PR #862, opened 2026-04-13
refactor: use typing in stops-for-location test

fletcherw:
Replace generic json response object with a typed response to eliminate verbose type casting in tests.

PR #883, opened 2026-04-22
fix: use raw GTFS direction_id for schedule/stops-for-route groupings

### LINKED ISSUE #882: fix(schedule-for-route): use raw GTFS direction_id as stopTripGrouping id
## Problem

/schedule-for-route (and /stops-for-route) returned directionId: "0" for trips whose GTFS direction_id=1, and vice versa — stops/trips are paired with the wrong direction label. Confirmed against Java reference on unitrans_E.

Ahmedhossamdev:
Fixes: #882

## Summary
- `groupTripsByDirection` re-indexed groups (descending sort), swapping CSV `direction_id` 0 ↔ 1 in the response.
- Use the raw GTFS `direction_id` string as the group id (Java parity).
- Sort `stops-for-route` stopGroups by headsign name (Java parity).

## Summary by CodeRabbit

* **Bug Fixes**
  * Stop groups are now ordered by stop/route names for more consistent display.
  * Direction groups are ordered and identified by ascending direction ID for more predictable grouping and accurate trip-to-direction matching.

* **Tests**
  * Updated tests to precisely assert direction-to-group and stop-group assignments and reflect the new ordering and ID behavior.

### DIFF
--- a/internal/restapi/schedule_for_route_handler_test.go
+++ b/internal/restapi/schedule_for_route_handler_test.go
@@ -8,8 +8,20 @@ import (
 	"github.com/stretchr/testify/assert"
 	"github.com/stretchr/testify/require"
 	"maglev.onebusaway.org/internal/clock"
+	"maglev.onebusaway.org/internal/models"
 	"maglev.onebusaway.org/internal/utils"
 )
+
+type scheduleForRouteResponse struct {
+	Code int                  `json:"code"`
+	Data scheduleForRouteData `json:"data"`
+	Text string               `json:"text"`
+}
+
+type scheduleForRouteData struct {
+	Entry      models.ScheduleForRouteEntry `json:"entry"`
+	References models.ReferencesModel       `json:"references"`
+}
 
 func TestScheduleForRouteHandler(t *testing.T) {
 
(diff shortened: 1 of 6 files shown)


internal/restapi/schedule_for_route_handler_test.go
```diff
@@ -218,38 +214,44 @@ func TestScheduleForRouteHandler_DirectionIDJavaParity(t *testing.T) {
 	require.Equal(t, http.StatusOK, resp.StatusCode)
 
 	data, ok := model.Data.(map[string]interface{})
-	require.True(t, ok)
+	require.True(t, ok, "model.Data should be a map")
```
fletcherw: I don't think these extra comments on the assertions are required, this can be inferred from the previous line.

Another option is to convert this test to use typed responses like in #862 to simplify further.

internal/restapi/schedule_for_route_handler_test.go
```diff
@@ -218,38 +214,44 @@ func TestScheduleForRouteHandler_DirectionIDJavaParity(t *testing.T) {
...
 	entry, ok := data["entry"].(map[string]interface{})
-	require.True(t, ok)
-
+	require.True(t, ok, "entry should be a map")
 	groupings, ok := entry["stopTripGroupings"].([]interface{})
-	require.True(t, ok)
-	require.Len(t, groupings, 2, "route 25_1885 has trips in both directions")
```
fletcherw, line 227: why did you delete this comment, I think this is useful context.

internal/restapi/stops_for_route_handler.go
```diff
@@ -342,7 +343,7 @@ func processTripGroups(
 
 	if len(allStopGroups) > 0 {
 		sort.Slice(allStopGroups, func(i, j int) bool {
-			return allStopGroups[i].ID < allStopGroups[j].ID
+			return strings.Join(allStopGroups[i].Name.Names, "") < strings.Join(allStopGroups[j].Name.Names, "")
```
fletcherw: this feels like a strange way to sort, are the stopGroups names in a consistent order?

fletcherw (approved):

internal/restapi/stops_for_route_handler.go
Ahmedhossamdev: Yep. Names is always a single-element slice here (populated once with []string{groupHeadsign}), so the order is consistent. I can simplify it to sort by Name.Name directly.

internal/restapi/schedule_for_route_handler_test.go
Ahmedhossamdev: Fair point, I'll restore it, I was trying with different routeIds (:

PR #889, opened 2026-04-23
refactor: logging cleanup

fletcherw:
* Move some extra verbose logs to be Debug instead of Info
* Remove the Verbose config fields since they were only used for a single log message.
* Set the global logger when building the application so that slog.Default() applies the application's config.

## Summary by CodeRabbit

* **Refactor**
  * Removed the verbose configuration option; logging is now controlled by LogLevel/LogFormat and a single runtime logger.
  * Several informational messages were demoted to debug to reduce noise at normal verbosity; startup warnings now use a dedicated early-start logger.

* **Tests**
  * Test suite updated to match the logging and configuration changes.


Ahmedhossamdev (approved):
LGTM!

PR #893, opened 2026-04-25
refactor: use time types in models

fletcherw:
In models, replace usages of int/int64 to encode duration in seconds or unix timestamp in millis with two wrapper types, ModelTime and ModelDuration.

These wrap time.Time and time.Duration, handle appropriate serialization logic, and help make the intended data in these models clearer.

Also update many places that create these model types to pass go time types directly.

## Summary by CodeRabbit

* **Refactor**
  * Modernized time/duration handling across the service to use native time and duration types instead of raw numeric timestamps.
  * Added typed time/duration wrappers with consistent JSON serialization and clearer zero-value semantics.
  * Updated APIs and responses to emit standard time/duration values, improving consistency of scheduling, vehicle, and realtime timestamps across endpoints and tests.

### DIFF
--- a/internal/restapi/trips_for_route_handler.go
+++ b/internal/restapi/trips_for_route_handler.go
@@ -55,13 +55,9 @@ func (api *RestAPI) tripsForRouteHandler(w http.ResponseWriter, r *http.Request)
 		return
 	}
 
-	// Calculate nanoseconds since midnight of the service day
+	// Time since midnight of the service day, as a duration.
 	serviceDayMidnight := time.Date(currentTime.Year(), currentTime.Month(), currentTime.Day(), 0, 0, 0, 0, currentTime.Location())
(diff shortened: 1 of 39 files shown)


internal/restapi/trips_for_route_handler.go
```diff
@@ -80,7 +75,8 @@ func (api *RestAPI) tripsForRouteHandler(w http.ResponseWriter, r *http.Request)
 		api.Logger.Warn("trips-for-route: failed to fetch previous-day service IDs", "date", prevFormattedDate, "error", err)
 		prevServiceIDs = nil
 	}
-	prevDayNanosSinceMidnight := currentNanosSinceMidnight + oneDayNanos
+	// I'm confused by adding 24 hours to get the previous day here, but that's the existing behavior.
```
fletcherw, line 78: this kind of feels like a bug in the existing code but I don't understand it fully.

Ahmedhossamdev (approved):
LGTM!

PR #242, opened 2019-02-26
Allow for filtering subnets rather than passing an UUID

flaper87:
Requesting the subnetID is very limiting as it requires to create
subnets in advance and know the uuid. We allow for filtering netwoks and
we should allow for filtering subnets too. This will make the API more
consistent.


pkg/cloud/openstack/clients/machineservice.go
```diff
@@ -306,21 +331,37 @@ func (is *InstanceService) InstanceCreate(clusterName string, name string, confi
 					networkID: netID,
 				})
 			}
-		} else if net.UUID == "" && net.SubnetID != "" {
-			subnet, err := subnets.Get(is.networkClient, net.SubnetID).Extract()
-			if err != nil {
-				return nil, err
+		} else if net.Subnets != nil {
+			for _, snet := range net.Subnets {
+				if snet.UUID != "" {
```
chrigl: You could leave out this if... see next comment.

pkg/cloud/openstack/clients/machineservice.go
```diff
@@ -306,21 +331,37 @@ func (is *InstanceService) InstanceCreate(clusterName string, name string, confi
...
+					subnet, err := subnets.Get(is.networkClient, snet.UUID).Extract()
+					if err != nil {
+						return nil, err
+					}
+					nets = append(nets, ServerNetwork{
+						networkID: subnet.NetworkID,
+						subnetID:  snet.UUID,
+					})
+				} else {
+					sopts := subnets.ListOpts(snet.Filter)
```
chrigl: ... alse withouth this else for sure...
do
```
sopts.ID = snet.UUID
sopts.NetworkID = net.UUID
```

pkg/cloud/openstack/clients/machineservice.go
```diff
@@ -306,21 +331,37 @@ func (is *InstanceService) InstanceCreate(clusterName string, name string, confi
 					networkID: netID,
 				})
 			}
-		} else if net.UUID == "" && net.SubnetID != "" {
-			subnet, err := subnets.Get(is.networkClient, net.SubnetID).Extract()
-			if err != nil {
-				return nil, err
+		} else if net.Subnets != nil {
```
chrigl: This could become an else, or might go away. When net.Subnets are empty, the for loop just don't kick in.

pkg/cloud/openstack/clients/machineservice.go
flaper87: a-ha! Good catch. I like it :+1:

pkg/cloud/openstack/clients/machineservice.go
flaper87: I think we should keep this one, tho.

This prevents from adding the same network twice, one with a subnet and one by itself. For example:

```
networks:
- uuid: MYUUID
  subnets:
    - name: test
```

Without this clause, the above example could end up with 2 `ServerNetwork` objects. One obtained by filtering the subnet and another one because `uuid` is set.

flaper87: Actually, now that I read this again, I think this code should be re-organized.

PR #249, opened 2019-03-05
Tags and Metadata

iamemilio:
**What this PR does / why we need it**: Allows you to tag servers

**Special notes for your reviewer**: Looks like it should be working, but I don't have a cluster with the appropriate api to test on. Requires Openstack version Pike.

### DIFF
--- a/cmd/clusterctl/examples/openstack/machines.yaml.template
+++ b/cmd/clusterctl/examples/openstack/machines.yaml.template
@@ -26,7 +26,7 @@ items:
         trunk: false
         tags:
           - <Your Tag>
-        server_metadata:
+        serverMetadata:
           key: value
     versions:
       kubelet: 1.12.3
@@ -58,7 +58,7 @@ items:
         trunk: false
         tags:
           - <Your Tag>
-        server_metadata:
+        serverMetadata:
           key: value
     versions:
       kubelet: 1.12.3
--- a/cmd/clusterctl/examples/openstack/machines.yaml.template
+++ b/cmd/clusterctl/examples/openstack/machines.yaml.template
@@ -24,6 +24,10 @@ items:
           name: master-user-data
           namespace: openstack-provider-system
         trunk: false
+        tags:
+          - <Your Tag>
+        server_metadata:
+          key: value
     versions:
       kubelet: 1.12.3
       controlPlane: 1.12.3
@@ -52,5 +56,9 @@ items:
           name: worker-user-data
           namespace: openstack-provider-system
         trunk: false
+        tags:
+          - <Your Tag>
+        server_metadata:
+          key: value
     versions:
       kubelet: 1.12.3
--- a/config/crds/openstackproviderconfig_v1alpha1_openstackproviderspec.yaml
+++ b/config/crds/openstackproviderconfig_v1alpha1_openstackproviderspec.yaml
@@ -39,6 +39,8 @@ spec:
             properties:
               filter:
                 properties:
+                  description:
+                    type: string
                   id:
                     type: string
                   limit:
@@ -59,6 +61,22 @@ spec:
                 items:
                   properties:
                     filter:
+                      properties:
+                        cidr:
+                          type: string
+                        description:
+                          type: string
+                        id:
+                          type: string
+                        limit:
+                          format: int64
+                          type: integer
+                        marker:
+                          type: string
+                        name:
+                          type: string
+                        tags:
+                          type: string
                       type: object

|---|

Exercise instructions>
Where does the string "github" appear in the records above? Return every line that holds it.

Written answer>
 	"github.com/stretchr/testify/assert"
 	"github.com/stretchr/testify/require"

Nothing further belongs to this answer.